• [Assignment]: Scan the data below for lines holding the word "usecase", and copy each line found.

Collected data
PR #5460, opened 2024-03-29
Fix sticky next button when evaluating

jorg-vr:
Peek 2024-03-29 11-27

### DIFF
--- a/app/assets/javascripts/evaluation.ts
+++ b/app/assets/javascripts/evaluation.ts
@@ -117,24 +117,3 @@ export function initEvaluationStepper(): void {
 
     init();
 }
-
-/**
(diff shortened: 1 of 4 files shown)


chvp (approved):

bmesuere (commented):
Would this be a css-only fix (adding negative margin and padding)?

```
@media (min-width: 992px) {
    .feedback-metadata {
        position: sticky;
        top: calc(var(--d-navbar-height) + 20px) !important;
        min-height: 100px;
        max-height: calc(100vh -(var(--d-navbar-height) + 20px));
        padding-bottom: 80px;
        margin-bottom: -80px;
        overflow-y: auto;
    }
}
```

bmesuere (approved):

...

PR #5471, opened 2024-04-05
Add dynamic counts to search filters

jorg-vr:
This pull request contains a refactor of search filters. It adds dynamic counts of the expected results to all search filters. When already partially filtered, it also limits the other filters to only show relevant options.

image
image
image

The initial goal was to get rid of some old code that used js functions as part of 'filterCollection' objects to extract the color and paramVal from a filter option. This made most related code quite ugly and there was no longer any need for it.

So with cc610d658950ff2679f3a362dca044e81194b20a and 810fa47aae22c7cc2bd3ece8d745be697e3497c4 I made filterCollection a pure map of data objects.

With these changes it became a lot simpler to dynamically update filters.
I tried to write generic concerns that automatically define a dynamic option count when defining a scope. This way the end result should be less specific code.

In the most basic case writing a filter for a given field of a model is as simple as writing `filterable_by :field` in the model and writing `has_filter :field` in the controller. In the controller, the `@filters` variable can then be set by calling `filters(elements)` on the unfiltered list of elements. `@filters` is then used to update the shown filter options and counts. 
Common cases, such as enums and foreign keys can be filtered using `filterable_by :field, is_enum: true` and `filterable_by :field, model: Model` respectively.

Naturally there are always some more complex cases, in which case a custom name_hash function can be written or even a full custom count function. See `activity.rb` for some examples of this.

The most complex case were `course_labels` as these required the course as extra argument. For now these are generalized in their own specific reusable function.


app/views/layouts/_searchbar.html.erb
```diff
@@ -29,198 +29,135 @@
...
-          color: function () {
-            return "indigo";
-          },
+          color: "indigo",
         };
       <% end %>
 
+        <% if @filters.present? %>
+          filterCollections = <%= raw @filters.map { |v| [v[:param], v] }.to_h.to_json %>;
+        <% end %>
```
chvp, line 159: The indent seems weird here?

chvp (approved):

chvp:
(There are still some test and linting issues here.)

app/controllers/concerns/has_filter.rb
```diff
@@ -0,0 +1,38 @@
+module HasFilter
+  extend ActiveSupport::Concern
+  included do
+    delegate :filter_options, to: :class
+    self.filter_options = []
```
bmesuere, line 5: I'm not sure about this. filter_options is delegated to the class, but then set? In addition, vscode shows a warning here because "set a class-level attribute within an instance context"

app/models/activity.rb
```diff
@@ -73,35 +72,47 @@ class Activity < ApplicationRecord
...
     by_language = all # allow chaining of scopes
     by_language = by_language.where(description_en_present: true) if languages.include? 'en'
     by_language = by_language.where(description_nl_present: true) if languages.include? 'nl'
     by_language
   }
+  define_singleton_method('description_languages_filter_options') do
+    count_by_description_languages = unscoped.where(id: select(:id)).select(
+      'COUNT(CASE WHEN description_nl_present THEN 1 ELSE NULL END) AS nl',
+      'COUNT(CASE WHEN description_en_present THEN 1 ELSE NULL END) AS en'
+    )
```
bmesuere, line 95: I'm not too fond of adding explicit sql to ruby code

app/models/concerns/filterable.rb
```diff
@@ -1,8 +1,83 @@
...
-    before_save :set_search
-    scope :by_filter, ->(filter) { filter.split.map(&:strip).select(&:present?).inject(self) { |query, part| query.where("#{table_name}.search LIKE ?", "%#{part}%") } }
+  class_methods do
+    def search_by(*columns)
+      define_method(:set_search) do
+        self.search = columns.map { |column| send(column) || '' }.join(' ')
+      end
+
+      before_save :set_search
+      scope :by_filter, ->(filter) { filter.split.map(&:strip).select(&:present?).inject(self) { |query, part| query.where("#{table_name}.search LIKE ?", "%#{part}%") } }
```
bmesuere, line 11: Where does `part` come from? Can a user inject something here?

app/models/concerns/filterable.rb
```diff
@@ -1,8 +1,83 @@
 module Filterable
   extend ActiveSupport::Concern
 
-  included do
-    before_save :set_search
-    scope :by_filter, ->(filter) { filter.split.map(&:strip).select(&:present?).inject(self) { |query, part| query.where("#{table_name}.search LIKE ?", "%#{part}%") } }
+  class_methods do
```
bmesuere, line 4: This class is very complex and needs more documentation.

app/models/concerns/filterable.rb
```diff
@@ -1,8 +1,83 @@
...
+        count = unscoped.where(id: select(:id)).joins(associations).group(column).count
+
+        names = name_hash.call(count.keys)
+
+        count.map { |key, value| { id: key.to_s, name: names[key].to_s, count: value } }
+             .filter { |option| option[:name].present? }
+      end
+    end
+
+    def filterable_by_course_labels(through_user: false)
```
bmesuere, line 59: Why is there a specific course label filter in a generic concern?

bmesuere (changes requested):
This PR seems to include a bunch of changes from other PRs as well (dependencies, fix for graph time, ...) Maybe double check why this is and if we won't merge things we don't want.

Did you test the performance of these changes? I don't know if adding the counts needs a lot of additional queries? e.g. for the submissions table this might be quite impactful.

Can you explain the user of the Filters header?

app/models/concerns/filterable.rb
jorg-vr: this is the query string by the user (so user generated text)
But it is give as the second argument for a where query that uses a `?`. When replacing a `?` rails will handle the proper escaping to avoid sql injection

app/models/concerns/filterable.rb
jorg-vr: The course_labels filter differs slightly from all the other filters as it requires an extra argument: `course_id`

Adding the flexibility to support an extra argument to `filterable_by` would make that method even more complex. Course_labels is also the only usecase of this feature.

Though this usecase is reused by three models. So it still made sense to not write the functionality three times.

• [Task solution]:
Adding the flexibility to support an extra argument to `filterable_by` would make that method even more complex. Course_labels is also the only usecase of this feature.
Though this usecase is reused by three models. So it still made sense to not write the functionality three times.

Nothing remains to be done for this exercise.